TASK DIRECTIONS
Without adding or dropping anything, copy the entries below.

GIVEN DATA

PR #331, opened 2025-07-25
Remove dataclass from BaseFakeNumpyNamespace

alexfikl:
Not quite sure why this was made a dataclass in #322, but none of the subclasses were updated to be dataclasses too? This made some things not get picked up properly (as far as I can tell), like the updated attribute type
```python
class PyOpenCLFakeNumpyNamespace(LoopyBasedFakeNumpyNamespace):
    _array_context: PyOpenCLArrayContext
```

### DIFF
--- a/arraycontext/fake_numpy.py
+++ b/arraycontext/fake_numpy.py
@@ -29,7 +29,6 @@ THE SOFTWARE.
 
 import operator
 from abc import ABC, abstractmethod
-from dataclasses import dataclass
 from typing import TYPE_CHECKING, Any, Literal, cast, overload
 
 import numpy as np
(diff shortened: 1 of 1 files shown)


inducer:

SOLUTION BELOW
PR #331, opened 2025-07-25
Remove dataclass from BaseFakeNumpyNamespace

alexfikl:
Not quite sure why this was made a dataclass in #322, but none of the subclasses were updated to be dataclasses too? This made some things not get picked up properly (as far as I can tell), like the updated attribute type
```python
class PyOpenCLFakeNumpyNamespace(LoopyBasedFakeNumpyNamespace):
    _array_context: PyOpenCLArrayContext
```

### DIFF
--- a/arraycontext/fake_numpy.py
+++ b/arraycontext/fake_numpy.py
@@ -29,7 +29,6 @@ THE SOFTWARE.
 
 import operator
 from abc import ABC, abstractmethod
-from dataclasses import dataclass
 from typing import TYPE_CHECKING, Any, Literal, cast, overload
 
 import numpy as np
(diff shortened: 1 of 1 files shown)


inducer:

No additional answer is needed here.